AIM OF THE EXERCISE
Here is a block of entries. Write out its lines exactly, from the first through the one containing "inference config validation.".

(Stored data entries)
+++++
PR #4757, opened 2026-09-04
[DEV-16075]: Create Management Command for Assistant Table Records

gregrholden:
## Description:
[DEV-16075](https://federal-spending-transparency.atlassian.net/browse/DEV-16075) Create management command for assistant table records
This PR creates a management command for making updates to the newly created AI Assistant table records with a robust collection of options/flags available to it. It also updates a variety or related elements of the `llm` application to allow the management commands to function as intended. Comprehensive set of change notes are below under **Technical details**.

## Technical Details:
File-by-file changelog notes:
1. `llm/assistants/filter-search.py`: Updated how the assistant's inference configs get instantiated from the Assistant instead of the AI Model.
2. `llm/fixtures/ai_models.yaml` and `llm/fixtures/assistants.yaml`: both updated to reflect the changes to their respective models.
3. `llm/management/commands/manage_llm_assistant.py`: Creates a management command with a robust collection of options/flags, the details of which can be found in a new file in the `llm` application named `managing_llm_assistants.md`.
4. The AI Model and Assistant models were both updated (`llm/models/db_models.py`). Migrations were updated to reflect the incoming changes (`0003_assistant.py` and `0004_aimodel_unique_model_id.py`). The 0004 migration requires that the AIModel.model_id be unique. The old migration that added the inference config object to the AI Model was removed.
5. `llm/models/py_models.py`: Several tweaks were made to the Pydantic model for inference config validation.
6. Unit and Integration tests were updated to cover these changes and additions.
7. `llm/v2/views/filter_search.py`: Instantiate the assistant with the new Assistant table object instead of an object containing inference configs.

## Requirements for PR Merge:

8. [ ] API documentation updated (examples listed below)
    1. API Contracts
    2. API UI
    9. Comments
10. [ ] Appropriate Operations ticket(s) created
11. [x] Jira Ticket(s)
    1. [DEV-16075](https://federal-spending-transparency.atlassian.net/browse/DEV-16075)

[DEV-16075]: https://federal-spending-transparency.atlassian.net/browse/DEV-16075?atlOrigin=eyJpIjoiNWRkNTljNzYxNjVmNDY3MDlhMDU5Y2ZhYzA5YTRkZjUiLCJwIjoiZ2l0aHViLWNvbS1KU1cifQ
[DEV-16075]: https://federal-spending-transparency.atlassian.net/browse/DEV-16075?atlOrigin=eyJpIjoiNWRkNTljNzYxNjVmNDY3MDlhMDU5Y2ZhYzA5YTRkZjUiLCJwIjoiZ2l0aHViLWNvbS1KU1cifQ


usaspending_api/llm/management/commands/manage_llm_assistant.py
```diff
@@ -0,0 +1,597 @@
...
+            ),
+        )
+        parser.add_argument(
+            "--inference-config-json",
+            type=str,
+            help=(
+                "Full inference config as JSON string "
+                '(e.g., \'{"temperature": 0.5, "topP": 0.8, "maxTokens": 5000, "stopSequences": []}\')'
+            ),
+        )
```
sethstoudenmier: Won't block on this, but given the number of arguments this job currently has it would be a good candidate for using argument groups (https://docs.python.org/3/library/argparse.html#argument-groups). For example, the rows highlighted in this comment would be part of an inference config group.

sethstoudenmier: Or a "helper" group that includes flags such as "--list" and "--list-with-prompts". I would leave up to you the groups that make sense.

usaspending_api/llm/management/commands/manage_llm_assistant.py
```diff
@@ -0,0 +1,597 @@
...
+            "description",
+        )
+        flag_options = (
+            "create_new",
+            "clear_system_prompt",
+            "combine_prompts",
+            "clear_inference_config",
+            "is_active",
+            "is_inactive",
+        )
```
sethstoudenmier, line 184: Not a blocking comment, more just a thought. I go back and forth on failing if someone provides more variables vs logging that it will ignore all values when `--list` or `--list-with-prompts` is provided. My concern with this approach is that it creates a long list of values that we have to keep up to date; but ideally, we won't change this much.

usaspending_api/llm/management/commands/manage_llm_assistant.py
```diff
@@ -0,0 +1,597 @@
...
+        if any(options.get(option) is not None for option in value_options) or any(
+            options.get(option) for option in flag_options
+        ):
+            raise CommandError("--list or --list-with-prompts must be used alone.")
+
+    @staticmethod
+    def _validate_options(options: dict) -> None:
+        if options.get("is_active") and options.get("is_inactive"):
```
sethstoudenmier: Anywhere you are using the `action="store_true"` or some default value I would update it to be a direct dictionary key instead of the `.get()` method (e.g., `options["is_active"]`). That way if someone makes a breaking change in the future it fails the lookup.

usaspending_api/llm/management/commands/manage_llm_assistant.py
```diff
@@ -0,0 +1,597 @@
...
+            raise CommandError("Cannot specify both --is-active and --is-inactive.")
+        if options.get("combine_prompts") and not (
+            options.get("system_prompt_id") is not None or options.get("new_system_prompt") is not None
+        ):
```
sethstoudenmier: Can you remove the double negatives from the conditionals? It may just be me, but my brain took a while to visualize the double negatives.

`X & NOT (Y != None | Z != None)` ->`X & Y == None & Z == None`

I had to draw it out, but I believe the above should get what you are looking for with at least the first conditional that checks "combine_prompts".

usaspending_api/llm/management/commands/manage_llm_assistant.py
```diff
@@ -0,0 +1,597 @@
...
+        try:
+            if model_id is not None:
+                model = AIModel.objects.get(model_id=model_id)
+            else:
+                model = AIModel.objects.get(name=model_name)
+            return model.pk
+        except AIModel.DoesNotExist:
+            raise CommandError(f"Model not found: {model_id or model_name}.") from None
+        except AIModel.MultipleObjectsReturned:
+            raise CommandError(f"Multiple models found for: {model_id or model_name}.") from None
```
sethstoudenmier:
```suggestion
        except AIModel.DoesNotExist as exc:
            raise CommandError(f"Model not found: {model_id or model_name}.") from exc
        except AIModel.MultipleObjectsReturned as exc:
            raise CommandError(f"Multiple models found for: {model_id or model_name}.") from exc
```

usaspending_api/llm/management/commands/manage_llm_assistant.py
```diff
@@ -0,0 +1,597 @@
...
+            active_state = self._update_active_state(options)
+        else:
+            active_state = False
+        assistant = Assistant.objects.create(
+            name=options.get("name"),
+            ai_model_id=model_pk,
+            system_prompt_id=None,
+            inference_config={},
+            is_active=active_state,
+            description=options.get("description") or "",
```
sethstoudenmier:
```suggestion
            description=options.get("description", ""),
```

usaspending_api/llm/management/commands/manage_llm_assistant.py
```diff
@@ -0,0 +1,597 @@
...
+        new_prompt: str | None,
+        new_prompt_name: str | None,
+    ) -> int:
+        """Handles combining system prompts as specified by command options."""
+        # Get the text of the prompt currently in use.
+        if current_prompt_pk > 0:
+            try:
+                current_prompt = Prompts.objects.get(pk=current_prompt_pk)
+            except Prompts.DoesNotExist:
+                raise CommandError(f"Current system prompt with pk '{current_prompt_pk}' not found.") from None
```
sethstoudenmier:
```suggestion
            except Prompts.DoesNotExist as exc:
                raise CommandError(f"Current system prompt with pk '{current_prompt_pk}' not found.") from exc
```

usaspending_api/llm/management/commands/manage_llm_assistant.py
```diff
@@ -0,0 +1,597 @@
...
+        else:
+            current_prompt_text = ""
+        # Get the text of the new prompt being created via flag.
+        new_prompt_text = new_prompt or ""
+        # Combine the prompts.
+        if existing_prompt_pk is not None:
+            try:
+                existing_prompt = Prompts.objects.get(pk=existing_prompt_pk)
+            except Prompts.DoesNotExist:
+                raise CommandError(f"System prompt with pk '{existing_prompt_pk}' not found.") from None
```
sethstoudenmier:
```suggestion
            except Prompts.DoesNotExist as exc:
                raise CommandError(f"System prompt with pk '{existing_prompt_pk}' not found.") from exc
```

usaspending_api/llm/management/commands/manage_llm_assistant.py
```diff
@@ -0,0 +1,597 @@
...
+        # Craft the new Prompt to be created in the DB.
+        try:
+            with transaction.atomic():
+                prompt = Prompts.objects.create(
+                    name=prompt_name,
+                    description="Custom prompt created by management command: 'manage_llm_assistant'",
+                    text="\n".join(filtered_text),
+                )
+        except IntegrityError:
+            raise CommandError(f"A prompt named '{prompt_name}' already exists.") from None
```
sethstoudenmier:
```suggestion
        except IntegrityError as exc:
            raise CommandError(f"A prompt named '{prompt_name}' already exists.") from exc
```

usaspending_api/llm/migrations/0003_aimodel_inference_config.py
sethstoudenmier, line 1: Don't delete a migration file. Instead, in the next migration you need to remove the `inference_config` field created by this migration. Once a migration has been pushed up / deployed to production we only delete them for squashing migrations.

usaspending_api/llm/migrations/0004_assistant.py
sethstoudenmier, line 1: Same concept as the above migration, you will need to leave this migration as-is and instead create a new migration that builds on it.

usaspending_api/llm/migrations/0006_aimodel_unique_model_id.py
sethstoudenmier, line 1: This will need to capture in a new 0005 migration that includes additional changes to accommodate changes requested in the other migration files.

usaspending_api/llm/models/py_models.py
```diff
@@ -4,12 +4,27 @@
...
+    topP: float | None = Field(
+        default=1.0, ge=0.0, le=1.0, description="Top P sampling (0.0-1.0). Set to null to use model default."
+    )
+    maxTokens: int | None = Field(
+        default=5000, gt=0, description="Maximum tokens to generate. Set to null to use model default."
+    )
+    stopSequences: list[str] | None = Field(
+        default_factory=list,
+        description="Stop sequences ([] for none, null for model default).",
+    )
```
sethstoudenmier, line 27: Won't block on it because it is outside of the scope of your work, but if you have time it would be great to update this to include an `alias_generator` (https://pydantic.dev/docs/validation/latest/concepts/alias/#using-an-aliasgenerator) or field alias (https://pydantic.dev/docs/validation/latest/concepts/fields/#field-aliases) so that we can keep the variable itself as snakecase.

sethstoudenmier (changes requested):
Overall it is looking really good! Not all comments are blocking; I tried to go through and mention whether or not they are blocking. Some of the comments are just cleanup.

usaspending_api/llm/assistants/filter_search.py
```diff
@@ -23,12 +23,14 @@ def __init__(
         system_message: str = (
             "You are USAspending search assistant. Help the user select filters to search for federal spending"
         ),
+        inference_config: dict | None = None,
```
zachflanders-frb: Can we replace mode, system_message and inference_config with assistant?
```suggestion
assistant: Assistant
tools: list[AITool],
session: Session,
```

usaspending_api/llm/assistants/filter_search.py
```diff
@@ -23,12 +23,14 @@ def __init__(
...
     ) -> None:
         self.model = model
```
zachflanders-frb:
```suggestion
        self.model = assistant.ai_model
```

usaspending_api/llm/assistants/filter_search.py
```diff
@@ -23,12 +23,14 @@ def __init__(
...
         self.tools = tools
         self.tools_by_name = {tool.description.name: tool for tool in tools}
         self.session = session
         self.system_message = system_message
+        self._inference_config = inference_config
```
zachflanders-frb:
```suggestion
        self.system_message = assistant.system_prompt
        self._inference_config = assistant.inference_config
```

zachflanders-frb (changes requested):
Overall look good. I think we can reduce the number of parameters for the filter search assistant class by using the assistant model instead of individual parameters for model, prompt, and inference config.

usaspending_api/llm/management/commands/manage_llm_assistant.py
gregrholden: I grouped each flag into relevant labels.

usaspending_api/llm/management/commands/manage_llm_assistant.py
gregrholden: Done.

usaspending_api/llm/management/commands/manage_llm_assistant.py
gregrholden: I had to work through this myself a bit. Should have resolved all of the overly negative conditionals into more positive versions, using helper variables to make readability a bit easier.

usaspending_api/llm/management/commands/manage_llm_assistant.py
gregrholden: This played a bit of havoc with my setup. The description field gets tested in a few ways and teasing out whether null or empty is allowed required a few iterations. Should be resolved now with this fix and updated configs.

usaspending_api/llm/migrations/0003_aimodel_inference_config.py
gregrholden: Migrations re-added and new ones incremented as described.

usaspending_api/llm/models/py_models.py
gregrholden: I can look into this for a future iteration. Thanks!

usaspending_api/llm/assistants/filter_search.py
gregrholden: Updated the assistant to actually use the assistant. Good catch.

zachflanders-frb (approved):
👍

sethstoudenmier (approved):

PR #4765, opened 2026-09-10
Bug/dev 15666 fix submission reveal date query logic

DavidMikolaKC:
## Description:

The SQL queries in the files listed below return funding results, but these results are not filtered to be before the submission_reveal_date. This logic should be updated to not included submissions that have not been revealed yet.

## Technical Details:

Implemented join logic to filter out entries when it has not yet reached their submission reveal date where relevant.

## Requirements for PR Merge:

2. [ ] Jira Ticket(s)
    1. [DEV-15666](https://federal-spending-transparency.atlassian.net/browse/DEV-15666)

[DEV-15666]: https://federal-spending-transparency.atlassian.net/browse/DEV-15666?atlOrigin=eyJpIjoiNWRkNTljNzYxNjVmNDY3MDlhMDU5Y2ZhYzA5YTRkZjUiLCJwIjoiZ2l0aHViLWNvbS1KU1cifQ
+++++
RESULT FOR THIS TASK
PR #4757, opened 2026-09-04
[DEV-16075]: Create Management Command for Assistant Table Records

gregrholden:
## Description:
[DEV-16075](https://federal-spending-transparency.atlassian.net/browse/DEV-16075) Create management command for assistant table records
This PR creates a management command for making updates to the newly created AI Assistant table records with a robust collection of options/flags available to it. It also updates a variety or related elements of the `llm` application to allow the management commands to function as intended. Comprehensive set of change notes are below under **Technical details**.

## Technical Details:
File-by-file changelog notes:
1. `llm/assistants/filter-search.py`: Updated how the assistant's inference configs get instantiated from the Assistant instead of the AI Model.
2. `llm/fixtures/ai_models.yaml` and `llm/fixtures/assistants.yaml`: both updated to reflect the changes to their respective models.
3. `llm/management/commands/manage_llm_assistant.py`: Creates a management command with a robust collection of options/flags, the details of which can be found in a new file in the `llm` application named `managing_llm_assistants.md`.
4. The AI Model and Assistant models were both updated (`llm/models/db_models.py`). Migrations were updated to reflect the incoming changes (`0003_assistant.py` and `0004_aimodel_unique_model_id.py`). The 0004 migration requires that the AIModel.model_id be unique. The old migration that added the inference config object to the AI Model was removed.
5. `llm/models/py_models.py`: Several tweaks were made to the Pydantic model for inference config validation.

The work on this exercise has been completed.